[Collected data]
Issue #313, opened 2020-01-31
Compute SOURCE_DATE_EPOCH automatically (e.g., from git)


paulproteus:
Hi @takluyver !

I was reading https://flit.readthedocs.io/en/latest/reproducible.html , and I was excited to see that reproducible builds are something you've considered with `flit`. I wondered if there was a way to make reproducibility automatic.

Toward that goal, I'm interested in working with you to design a user flow where `flit` can compute the `SOURCE_DATE_EPOCH` from git. I'm also interested in submitting a patch that implements this, with an approximate ETA of 2-3 weeks from when we decide how it should work, if that's helpful. I also have some other questions about this, which you'll find below.

I can think of a few implementation strategies:

- `flit` could automatically check the `git log` for the most recent commit, and use the timestamp as the `SOURCE_DATE_EPOCH`, if this is a git repository (using the same logic as `flit` already uses).

- `flit publish` (and/or `flit build`) could accept a flag called e.g. `--source-date-from-vcs`, so that users have to opt-in to this behavior.

- `flit publish` (and/or `flit build`) could accept a flag called `--use-timestamps`, in which case, we use the current behavior of embedding timestamps (subject to `SOURCE_DATE_EPOCH`). If that flag is omitted, we use some zero timestamp as the timestamp in wheels and tar files.

I have a few related questions:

* Task goal *
Starting with the first line of the records, repeat every line up to and including the one containing "Hi @takluyver !", and nothing else.

* Solution *
Issue #313, opened 2020-01-31
Compute SOURCE_DATE_EPOCH automatically (e.g., from git)


paulproteus:
Hi @takluyver !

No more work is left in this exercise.